[Saved data entries]
PR #21545, opened 2023-10-06
Get Test2 tests working on VMS

craigberry:
List assignment to %ENV is not supported, and mongrel filenames produced by concatenating hard-coded slashes with the return values from File::Spec functions don't work.

### DIFF
--- a/Porting/Maintainers.pl
+++ b/Porting/Maintainers.pl
@@ -1144,6 +1144,13 @@ our %Modules = (
             # https://github.com/Test-More/Test2-Suite/issues/208
             't/acceptance/Workflow-Acceptance.t',
         ],
+        'CUSTOMIZED'   => [
+            qw( t/modules/Plugin/SRand.t
+                t/modules/Require/AuthorTesting.t
+                t/modules/Require/EnvVar.t
+                t/modules/Tools/GenTemp.t
+              )
+        ],
     },
 
     'Text::Abbrev' => {
--- a/cpan/Test2-Suite/t/modules/Plugin/SRand.t
+++ b/cpan/Test2-Suite/t/modules/Plugin/SRand.t
@@ -33,9 +33,8 @@ sub intercept_2(&) {
 }
 
 {
-    local %ENV = %ENV;
-    $ENV{HARNESS_IS_VERBOSE} = 1;
-    $ENV{T2_RAND_SEED} = 1234;
+    local $ENV{HARNESS_IS_VERBOSE} = 1;
+    local $ENV{T2_RAND_SEED} = 1234;
 
     my ($events, $warning);
     my $reseed_qr = qr/SRand loaded multiple times, re-seeding rand/;
--- a/cpan/Test2-Suite/t/modules/Require/AuthorTesting.t
+++ b/cpan/Test2-Suite/t/modules/Require/AuthorTesting.t
@@ -1,8 +1,7 @@
 use Test2::Bundle::Extended -target => 'Test2::Require::AuthorTesting';
 
 {
-    local %ENV = %ENV;
-    $ENV{AUTHOR_TESTING} = 0;
+    local $ENV{AUTHOR_TESTING} = 0;
     is($CLASS->skip(), 'Author test, set the $AUTHOR_TESTING environment variable to run it', "will skip");
 
     $ENV{AUTHOR_TESTING} = 1;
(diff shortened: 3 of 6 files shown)


demerphq:
FWIW, I don't think Test2 should be using %ENV for state at all. What happens if someone needs to test something that uses %ENV? Its an unforced design decision as well, it doesn't have to work like that, it just does.  Now that it is in core it shouldn't mess with %ENV IMO, I objected once to this when it was not part of core, but was ignored, but now it is in core IMO its a problem waiting to be reported. (And yes I have written tests that were broken by Test2 using %ENV for state.)

Leont:
Any reason for using `delete local` and not just localized assignment?

craigberry:
> FWIW, I don't think Test2 should be using %ENV for state at all. What happens if someone needs to test something that uses %ENV? Its an unforced design decision as well, it doesn't have to work like that, it just does. Now that it is in core it shouldn't mess with %ENV IMO, I objected once to this when it was not part of core, but was ignored, but now it is in core IMO its a problem waiting to be reported. (And yes I have written tests that were broken by Test2 using %ENV for state.)

That's interesting.  I was not aware of this history and was just chasing test failures, not really thinking about the design of what to me is a new module. Do you have thoughts on a preferable state mechanism, and do you think that should be addressed as part of this PR or as a new issue?

craigberry:
> Any reason for using `delete local` and not just localized assignment?

Not really.  I guess I thought it might make it clearer that a potential conflict with the real environment was being avoided, but as a practical matter, ```delete local $ENV{'FOO'}``` really gets you the same thing as ```local $ENV{'FOO'}```; do you think the latter is more readable?

Leont:
> do you think the latter is more readable?

I would prefer either
~~~
    local $ENV{AUTHOR_TESTING} = 0;
~~~
or 
~~~
    delete local $ENV{AUTHOR_TESTING};
~~~
over
~~~
    delete local $ENV{AUTHOR_TESTING};
    $ENV{AUTHOR_TESTING} = 0;
~~~

demerphq:
> Do you have thoughts on a preferable state mechanism, and do you think that should be addressed as part of this PR or as a new issue?

IMO the code should use a private hash in its own namespace for state, and copy anything relevant from env into that private hash very very very early. But no, I do not think that needs to be part of this patch. I was just grumbling aloud. It would not surprise me if the use of %ENV for state causes issues on platforms where the env is sensitive as it is on VMS.

I will note that I think @Leont has a point. In the case where you are doing:

```
    delete local @ENV{'HARNESS_IS_VERBOSE', 'T2_RAND_SEED'};
    $ENV{HARNESS_IS_VERBOSE} = 1;
    $ENV{T2_RAND_SEED} = 1234;
```
I think you should just do:

```
    local $ENV{HARNESS_IS_VERBOSE} = 1;
    local $ENV{T2_RAND_SEED} = 1234;
```

I wouldn't combine delete and local in the cases you have here, there doesn't seem to be any need to do so.

craigberry:
> I wouldn't combine delete and local in the cases you have here, there doesn't seem to be any need to do so.

Thanks for the feedback.  I have re-pushed with the simplified localization of %ENV entries.

haarg:
Poking @exodist so he's aware of this. I don't think he has much availability at the moment, so patching this in core first makes sense.

exodist:
If someone wants to make a PR to put these changes into the Test2::Suite dist, I can at least make time to merge and mint a release within the next week. @haarg @craigberry, @Leont and @leonerd I would be happy to give any of the 4 of you a commit bit to Test2-Suite and a merge bit on pause for simple fixes like this, to keep things moving even while I am in family emergency mode. Any of you 4 can ping or email me directly if you want the bits.

@demerphq Your request to change state, if there was already a ticket that I have neglected or ignored please reply with a link to it. If there is no ticket please open one on the test2-suite github repo and we can discuss it there. I do not want to muck up this tickets thread with that discussion.

Leont:
> If someone wants to make a PR to put these changes into the Test2::Suite dist, I can at least make time to merge and mint a release within the next week.

https://github.com/Test-More/Test2-Suite/pull/278

> @haarg @craigberry, @Leont and @leonerd I would be happy to give any of the 4 of you a commit bit to Test2-Suite and a merge bit on pause for simple fixes like this, to keep things moving even while I am in family emergency mode. Any of you 4 can ping or email me directly if you want the bits.

I'll skip on that one, too many other toolchain obligations already.

craigberry:
I've created an equivalent PR upstream:

https://github.com/Test-More/Test2-Suite/pull/279

I don't think I can be much help with ongoing maintenance, though -- I've got a ton of other test failures in other places that need tracking down.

WORK REQUIRED: Go through the entries above and restate each one exactly.

TASK OUTPUT:
PR #21545, opened 2023-10-06
Get Test2 tests working on VMS

craigberry:
List assignment to %ENV is not supported, and mongrel filenames produced by concatenating hard-coded slashes with the return values from File::Spec functions don't work.

### DIFF
--- a/Porting/Maintainers.pl
+++ b/Porting/Maintainers.pl
@@ -1144,6 +1144,13 @@ our %Modules = (
             # https://github.com/Test-More/Test2-Suite/issues/208
             't/acceptance/Workflow-Acceptance.t',
         ],
+        'CUSTOMIZED'   => [
+            qw( t/modules/Plugin/SRand.t
+                t/modules/Require/AuthorTesting.t
+                t/modules/Require/EnvVar.t
+                t/modules/Tools/GenTemp.t
+              )
+        ],
     },
 
     'Text::Abbrev' => {
--- a/cpan/Test2-Suite/t/modules/Plugin/SRand.t
+++ b/cpan/Test2-Suite/t/modules/Plugin/SRand.t
@@ -33,9 +33,8 @@ sub intercept_2(&) {
 }
 
 {
-    local %ENV = %ENV;
-    $ENV{HARNESS_IS_VERBOSE} = 1;
-    $ENV{T2_RAND_SEED} = 1234;
+    local $ENV{HARNESS_IS_VERBOSE} = 1;
+    local $ENV{T2_RAND_SEED} = 1234;
 
     my ($events, $warning);
     my $reseed_qr = qr/SRand loaded multiple times, re-seeding rand/;
--- a/cpan/Test2-Suite/t/modules/Require/AuthorTesting.t
+++ b/cpan/Test2-Suite/t/modules/Require/AuthorTesting.t
@@ -1,8 +1,7 @@
 use Test2::Bundle::Extended -target => 'Test2::Require::AuthorTesting';
 
 {
-    local %ENV = %ENV;
-    $ENV{AUTHOR_TESTING} = 0;
+    local $ENV{AUTHOR_TESTING} = 0;
     is($CLASS->skip(), 'Author test, set the $AUTHOR_TESTING environment variable to run it', "will skip");
 
     $ENV{AUTHOR_TESTING} = 1;
(diff shortened: 3 of 6 files shown)


demerphq:
FWIW, I don't think Test2 should be using %ENV for state at all. What happens if someone needs to test something that uses %ENV? Its an unforced design decision as well, it doesn't have to work like that, it just does.  Now that it is in core it shouldn't mess with %ENV IMO, I objected once to this when it was not part of core, but was ignored, but now it is in core IMO its a problem waiting to be reported. (And yes I have written tests that were broken by Test2 using %ENV for state.)

Leont:
Any reason for using `delete local` and not just localized assignment?

craigberry:
> FWIW, I don't think Test2 should be using %ENV for state at all. What happens if someone needs to test something that uses %ENV? Its an unforced design decision as well, it doesn't have to work like that, it just does. Now that it is in core it shouldn't mess with %ENV IMO, I objected once to this when it was not part of core, but was ignored, but now it is in core IMO its a problem waiting to be reported. (And yes I have written tests that were broken by Test2 using %ENV for state.)

That's interesting.  I was not aware of this history and was just chasing test failures, not really thinking about the design of what to me is a new module. Do you have thoughts on a preferable state mechanism, and do you think that should be addressed as part of this PR or as a new issue?

craigberry:
> Any reason for using `delete local` and not just localized assignment?

Not really.  I guess I thought it might make it clearer that a potential conflict with the real environment was being avoided, but as a practical matter, ```delete local $ENV{'FOO'}``` really gets you the same thing as ```local $ENV{'FOO'}```; do you think the latter is more readable?

Leont:
> do you think the latter is more readable?

I would prefer either
~~~
    local $ENV{AUTHOR_TESTING} = 0;
~~~
or 
~~~
    delete local $ENV{AUTHOR_TESTING};
~~~
over
~~~
    delete local $ENV{AUTHOR_TESTING};
    $ENV{AUTHOR_TESTING} = 0;
~~~

demerphq:
> Do you have thoughts on a preferable state mechanism, and do you think that should be addressed as part of this PR or as a new issue?

IMO the code should use a private hash in its own namespace for state, and copy anything relevant from env into that private hash very very very early. But no, I do not think that needs to be part of this patch. I was just grumbling aloud. It would not surprise me if the use of %ENV for state causes issues on platforms where the env is sensitive as it is on VMS.

I will note that I think @Leont has a point. In the case where you are doing:

```
    delete local @ENV{'HARNESS_IS_VERBOSE', 'T2_RAND_SEED'};
    $ENV{HARNESS_IS_VERBOSE} = 1;
    $ENV{T2_RAND_SEED} = 1234;
```
I think you should just do:

```
    local $ENV{HARNESS_IS_VERBOSE} = 1;
    local $ENV{T2_RAND_SEED} = 1234;
```

I wouldn't combine delete and local in the cases you have here, there doesn't seem to be any need to do so.

craigberry:
> I wouldn't combine delete and local in the cases you have here, there doesn't seem to be any need to do so.

Thanks for the feedback.  I have re-pushed with the simplified localization of %ENV entries.

haarg:
Poking @exodist so he's aware of this. I don't think he has much availability at the moment, so patching this in core first makes sense.

exodist:
If someone wants to make a PR to put these changes into the Test2::Suite dist, I can at least make time to merge and mint a release within the next week. @haarg @craigberry, @Leont and @leonerd I would be happy to give any of the 4 of you a commit bit to Test2-Suite and a merge bit on pause for simple fixes like this, to keep things moving even while I am in family emergency mode. Any of you 4 can ping or email me directly if you want the bits.

@demerphq Your request to change state, if there was already a ticket that I have neglected or ignored please reply with a link to it. If there is no ticket please open one on the test2-suite github repo and we can discuss it there. I do not want to muck up this tickets thread with that discussion.

Leont:
> If someone wants to make a PR to put these changes into the Test2::Suite dist, I can at least make time to merge and mint a release within the next week.

https://github.com/Test-More/Test2-Suite/pull/278

> @haarg @craigberry, @Leont and @leonerd I would be happy to give any of the 4 of you a commit bit to Test2-Suite and a merge bit on pause for simple fixes like this, to keep things moving even while I am in family emergency mode. Any of you 4 can ping or email me directly if you want the bits.

I'll skip on that one, too many other toolchain obligations already.

craigberry:
I've created an equivalent PR upstream:

https://github.com/Test-More/Test2-Suite/pull/279

I don't think I can be much help with ongoing maintenance, though -- I've got a ton of other test failures in other places that need tracking down.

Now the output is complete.